Steingrímur Sigfússon, the Left-Green Party leader elected into government in the aftermath of the crisis, put it like this: ‘Iceland took an unorthodox approach. We let the banks fail, but it was not a matter of free choice for Iceland. It would not be right to look at this as a calculated decision.’

There were consequences for ordinary Icelanders, however. Although they lived in a country ranked by the UN as the world’s wealthiest, they found that their credit cards temporarily stopped working abroad. But approximately 85 per cent of the losses – around €40 billion according to the Icelandic parliamentary investigation – fell on the world’s big banks, particularly in Germany and Austria. Unlike the similar situation in Ireland, foreign bondholders were fried, and have not yet recovered their money. Iceland put in controls on the movement of capital. The burden on the Icelandic people would have been intolerable without this.

An emergency law moved deposits and assets to new banks. Landsbanki – the name that featured in a novel by a Nobel prize-winner and which dates back to the nineteenth century – remained. Out of the ashes of Kaupthing came Arion, while Glitnir reverted to its old name, Islandsbanki. The end result is a banking system that now fits the country better. Construction was severely hit too. But other sectors – fishing, tourism, energy, creative industries, the ‘real economy of Iceland’ – were still there, and benefited from the devaluation. The franchisee running Reykjavik’s three branches of McDonald’s pulled out on account of being obliged to import now expensive beef patties from Germany. The imports were simply replaced by domestic beef, and the restaurants were renamed ‘Metro Burger’. Tourism was growing by 15–20 per cent per year, and more and more airlines were putting Iceland on their route maps. Using its abundant hydrothermal energy, Iceland is setting up new industries such as cheaply cooled data centres and silica purification for solar panels. ‘We financed new banks very strongly,’ the former finance minister Steingrímur Sigfússon told me. ‘The minimum capital ratio was 16 per cent, now they are up at 22 to 23 per cent.
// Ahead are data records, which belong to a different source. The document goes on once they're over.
Issue #895, opened 2023-03-29
Support for releasing ros_gzgarden unofficial packages for Humble


j-rivero:
## Motivation

Gz Garden [is not currently supported by binaries in any ROS 2 distribution](https://gazebosim.org/docs/garden/ros_installation#gazebo-garden-not-recommended-) although the `ros_gz` bridge supports from source compilations using Gz Garden for different ROS 2 distributions. Building from source is the recommended way for advanced users that really want to use Garden on ROS 2 Humble or ROS 2 Rolling.

For Gazebo Classic with its 11 version and ROS 1 in this situation where the official version was an older version of Gazebo,  we generated years ago **unofficial** packages named `gazebo11_ros_pkgs` hosted in `packages.osrfoundation.org` that could be used to [install Gazebo11 instead of Gazebo9 on Melodic and others](https://classic.gazebosim.org/tutorials?tut=ros_wrapper_versions&cat=connect_ros#Gazebo11.xseries). 

In this case, we can try to generate **unofficial** packages for the users of Gazebo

They are strongly financed to assist their indebted customers in the real economy of Iceland.’

The end result was a reasonably rapid return to solid growth. Iceland’s net government debt shot up to 60 per cent of GDP from below 10 per cent pre-crisis, but this was not a patch on Ireland, which is now 106 per cent. Severe and painful fiscal cuts were required. But Sigfússon says Iceland kept to its Nordic-style social contract. ‘We made a very clear promise to preserve a Nordic-style welfare system,’ he told me, ‘and I believe we have done all we can. We introduced a wealth tax and a three-bracket income tax designed to shelter low-income groups. There was no rise in tax burden for low-income families. What we did is not just socially the right thing to do but also economically successful. We did not cut unemployment benefits. One of the messages from Iceland is don’t overlook the importance of keeping up the purchasing power of low-income groups.’

Iceland completed its IMF programme early, repaying all outstanding loans in August 2011. It then dipped its toes in international financial markets to raise government debts. By 2013 the post-crisis double-digit deficits had been stopped.